Repeat exactly the lines of the listing below, please, starting with the first and ending with the line containing "- native workflow"; leave out the rest.
>>>
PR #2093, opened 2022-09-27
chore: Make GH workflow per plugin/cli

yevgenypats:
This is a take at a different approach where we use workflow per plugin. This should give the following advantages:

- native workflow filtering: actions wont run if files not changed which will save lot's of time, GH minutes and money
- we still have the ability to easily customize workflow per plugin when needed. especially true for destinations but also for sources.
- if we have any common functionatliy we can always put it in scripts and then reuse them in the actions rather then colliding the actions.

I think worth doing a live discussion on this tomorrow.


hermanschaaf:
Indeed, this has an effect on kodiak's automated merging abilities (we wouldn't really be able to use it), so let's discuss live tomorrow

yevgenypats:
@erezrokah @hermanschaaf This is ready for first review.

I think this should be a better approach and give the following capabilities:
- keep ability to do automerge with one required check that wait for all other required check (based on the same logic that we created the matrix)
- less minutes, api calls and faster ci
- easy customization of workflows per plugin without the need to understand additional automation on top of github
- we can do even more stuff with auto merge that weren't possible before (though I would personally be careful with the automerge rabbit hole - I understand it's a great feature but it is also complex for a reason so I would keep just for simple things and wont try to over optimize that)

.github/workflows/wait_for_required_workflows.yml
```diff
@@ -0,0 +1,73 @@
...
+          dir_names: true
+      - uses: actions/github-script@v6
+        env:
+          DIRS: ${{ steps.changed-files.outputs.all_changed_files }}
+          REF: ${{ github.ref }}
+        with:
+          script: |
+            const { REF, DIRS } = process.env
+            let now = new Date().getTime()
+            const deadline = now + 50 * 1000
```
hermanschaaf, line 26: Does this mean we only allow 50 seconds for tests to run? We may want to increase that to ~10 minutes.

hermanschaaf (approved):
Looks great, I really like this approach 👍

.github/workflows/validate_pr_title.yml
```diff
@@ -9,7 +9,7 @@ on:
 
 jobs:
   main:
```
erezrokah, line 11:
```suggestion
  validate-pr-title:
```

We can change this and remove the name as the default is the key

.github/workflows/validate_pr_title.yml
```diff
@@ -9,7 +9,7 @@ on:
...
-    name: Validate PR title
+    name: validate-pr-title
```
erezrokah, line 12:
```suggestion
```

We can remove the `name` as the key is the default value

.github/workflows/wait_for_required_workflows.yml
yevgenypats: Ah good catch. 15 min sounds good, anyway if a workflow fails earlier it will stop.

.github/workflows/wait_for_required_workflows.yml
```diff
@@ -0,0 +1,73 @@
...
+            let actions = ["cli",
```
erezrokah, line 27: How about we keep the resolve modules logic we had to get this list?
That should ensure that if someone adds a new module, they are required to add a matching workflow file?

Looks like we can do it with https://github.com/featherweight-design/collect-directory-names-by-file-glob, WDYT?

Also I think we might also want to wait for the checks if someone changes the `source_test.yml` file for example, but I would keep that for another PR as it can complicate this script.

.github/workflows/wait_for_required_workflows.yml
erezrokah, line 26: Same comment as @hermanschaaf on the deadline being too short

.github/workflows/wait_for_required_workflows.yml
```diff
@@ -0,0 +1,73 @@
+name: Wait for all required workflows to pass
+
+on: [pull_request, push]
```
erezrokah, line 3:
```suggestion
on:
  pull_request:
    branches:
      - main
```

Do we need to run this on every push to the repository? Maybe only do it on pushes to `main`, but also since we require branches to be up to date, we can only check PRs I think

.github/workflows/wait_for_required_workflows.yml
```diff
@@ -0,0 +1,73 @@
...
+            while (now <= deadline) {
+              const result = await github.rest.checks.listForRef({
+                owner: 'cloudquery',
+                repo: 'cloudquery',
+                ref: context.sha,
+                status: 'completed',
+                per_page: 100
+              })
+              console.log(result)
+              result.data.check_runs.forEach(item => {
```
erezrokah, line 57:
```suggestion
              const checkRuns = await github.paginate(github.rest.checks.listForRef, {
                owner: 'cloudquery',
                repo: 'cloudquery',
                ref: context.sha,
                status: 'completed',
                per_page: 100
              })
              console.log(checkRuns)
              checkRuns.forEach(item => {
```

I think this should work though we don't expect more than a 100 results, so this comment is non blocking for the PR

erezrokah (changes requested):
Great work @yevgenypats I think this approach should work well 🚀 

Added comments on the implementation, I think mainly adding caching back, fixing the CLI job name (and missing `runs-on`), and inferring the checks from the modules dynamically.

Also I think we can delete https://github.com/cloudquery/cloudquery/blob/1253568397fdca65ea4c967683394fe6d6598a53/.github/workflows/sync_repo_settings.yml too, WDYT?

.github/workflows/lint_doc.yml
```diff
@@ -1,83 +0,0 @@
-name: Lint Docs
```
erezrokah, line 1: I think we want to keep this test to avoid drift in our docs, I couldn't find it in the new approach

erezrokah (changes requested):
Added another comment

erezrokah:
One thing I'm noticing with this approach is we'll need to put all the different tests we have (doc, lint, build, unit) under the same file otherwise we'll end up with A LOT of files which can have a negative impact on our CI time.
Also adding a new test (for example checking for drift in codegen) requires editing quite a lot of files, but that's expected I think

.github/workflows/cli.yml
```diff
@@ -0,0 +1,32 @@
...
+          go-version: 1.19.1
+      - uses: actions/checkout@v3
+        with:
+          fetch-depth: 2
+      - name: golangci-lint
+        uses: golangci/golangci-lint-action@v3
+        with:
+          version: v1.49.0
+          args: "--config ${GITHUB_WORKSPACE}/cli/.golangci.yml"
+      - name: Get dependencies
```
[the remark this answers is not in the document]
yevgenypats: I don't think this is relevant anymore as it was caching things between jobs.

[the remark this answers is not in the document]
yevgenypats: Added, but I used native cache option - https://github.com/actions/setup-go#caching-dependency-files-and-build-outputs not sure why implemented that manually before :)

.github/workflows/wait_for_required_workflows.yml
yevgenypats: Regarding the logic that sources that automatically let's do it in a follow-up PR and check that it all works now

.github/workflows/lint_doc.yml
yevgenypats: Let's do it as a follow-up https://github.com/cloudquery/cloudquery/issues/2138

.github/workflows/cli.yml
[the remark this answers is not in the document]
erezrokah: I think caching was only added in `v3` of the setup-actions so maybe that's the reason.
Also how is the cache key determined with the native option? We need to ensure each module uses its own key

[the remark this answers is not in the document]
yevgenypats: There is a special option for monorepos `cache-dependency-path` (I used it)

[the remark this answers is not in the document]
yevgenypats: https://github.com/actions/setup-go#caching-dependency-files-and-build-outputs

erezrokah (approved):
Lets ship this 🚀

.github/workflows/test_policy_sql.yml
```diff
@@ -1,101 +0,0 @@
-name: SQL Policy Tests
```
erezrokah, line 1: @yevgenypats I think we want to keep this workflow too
<<<
## Written answer
PR #2093, opened 2022-09-27
chore: Make GH workflow per plugin/cli

yevgenypats:
This is a take at a different approach where we use workflow per plugin. This should give the following advantages:

- native workflow filtering: actions wont run if files not changed which will save lot's of time, GH minutes and money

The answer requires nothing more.